Inklusive Stellenanzeigen
Geschlechtsneutrale Formulierung (alle Geschlechter, m/w/d). Anforderungen kritisch prüfen: Was ist wirklich nötig, was ist ein Wunsch? Studien zeigen: Männer bewerben sich, wenn sie 60 Prozent erfüllen, Frauen oft erst bei 100 Prozent. Weniger Anforderungen, mehr Diversität. Bilder zeigen vielfältige Teams, nicht nur einen Typ Mensch.
Anonyme Bewerbungen
Erste Sichtungsphase ohne Name, Foto, Alter, Geburtsort. Nur Skills und Erfahrung zählen. Studien zeigen 30 bis 50 Prozent mehr Einladungen für Bewerber mit ausländisch klingenden Namen. Tools für anonyme Bewerbungen existieren (z.B. Applied, Greenhouse). Aufwand gering, Wirkung hoch.
Strukturierte Interviews
Alle Bewerber bekommen dieselben Fragen in derselben Reihenfolge. Jede Antwort wird nach klaren Kriterien bewertet, idealerweise von mehreren Personen. Smalltalk minimieren, weil dort Bias am stärksten wirkt. Strukturierte Interviews haben 2- bis 4-fach höhere Vorhersagekraft als Bauchgefühl-Interviews.

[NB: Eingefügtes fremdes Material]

PR #1317, opened 2020-03-12
TST: compatibility with event-model v1.14.0

dmgav:
The PR is fixing minor CI issue related to changes in event-model v1.14.0.


dmgav:
I guess `codecov` coverage dropped, because I removed explicit call to the BEC instance.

Vielfältige Auswahl-Panels
Mindestens zwei verschiedene Sichten in der Auswahlkommission, idealerweise mit unterschiedlichem Geschlecht, Alter, Hintergrund. Ein einziger Entscheider in der Endphase ist Bias-Maximum. Wer zwei oder drei diverse Sichten zusammenbringt, neutralisiert Bias durch Mehrfachbewertung. Diese Maßnahme allein verändert Hiring-Outcomes deutlich.